1. Please pray with me. May the words of my mouth and the meditation
of our hearts be pleasing in Your sight, O Lord, our Rock, and our
Redeemer. Amen. The message from God’s Word, as we continue
our Lenten Midweek series on, “Coming
Home from Exile: The Exoduses of the
Scriptures,” is taken from Genesis 12:10-20, and is entitled, “Abram’s Exodus before the Exodus,” dear
brothers and sisters in Christ.
2. There goes Abram, heading down to
the land of pyramids. He’s going the wrong way, isn’t he? Isn’t Canaan, the
land of the Jordan, the Holy Land, his to have by God’s decree? It is. But a
man’s gotta do what a man’s gotta do. And, Abram had hungry mouths to feed. His
own, Sarai’s, and plenty of others. So, with famine devouring Canaan, he set
his sights on the lush fields of Egypt.
3. There goes Abram, revealing his
plan to beautiful Sarai. “Tell these
foreigners you’re my sister,” he says, “or
I might find my head at the wrong end of a rope.” Abram’s going the wrong
way, isn’t he, trying to pull the wool over Egyptian eyes?
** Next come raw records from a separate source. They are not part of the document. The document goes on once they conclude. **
PR #32577, opened 2022-09-08
Add pika 0.8.0

msimberg:
- adds pika 0.8.0
- updates the cmake version requirement from 0.8.0 onwards
- constrains build with `hipcc` to only be applied for versions older than 0.8.0
- ~adds missing `hip` dependency for `+rocm` (it was always there implicitly because of hipblas/rocblas, but it should be an explicit dependency)~ (https://github.com/spack/spack/pull/32577#discussion_r966785597)
- constrains hip to at least 5.2.0 from pika 0.8.0 onwards

### DIFF
--- a/var/spack/repos/builtin/packages/pika/package.py
+++ b/var/spack/repos/builtin/packages/pika/package.py
@@ -17,6 +17,7 @@ class Pika(CMakePackage, CudaPackage, ROCmPackage):
     git = "https://github.com/pika-org/pika.git"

Shouldn’t he just
have kept his mouth shut, or revealed the truth and suffered the consequences?
4. And there goes Pharaoh, taking this
retirement-age beauty queen into his royal harem. Pharaoh’s going the wrong
way, isn’t he, abusing his powers to amuse his libido? He most certainly is, as
he’s soon to find out. For he’s nabbed no ordinary lady, no Jane Doe, but Abram
the patriarch’s wife—she from whose womb is to issue forth the promised seed
Isaac. Unknown to him, Egypt’s king just stirred up a heavenly hornet’s nest.
5. So there come the plagues, crashing
into Pharaoh’s house, causing who-knows-what to happen; but whatever it was, it
wasn’t pretty. Unlike a much later Pharaoh this king doesn’t need a ton of
plagues to arm-twist him into submission. He escorts Sarai to her home, though
quite angry at Abram for hiding the fact that Miss Sarai was actually a Mrs. “Now then, here is your wife; take her, and
go” (12:19). And the patriarch does go with his wife Sarai, saying adios
to Egypt for good. But, he doesn’t leave empty-handed. For Sarai’s sake, the
king had opened wide his wallet, giving Abram sheep, oxen, donkeys, servants,
and camels. Protected by grace, enriched by Egypt, and blessed by God, the
father of faith heads home to the Promised Land.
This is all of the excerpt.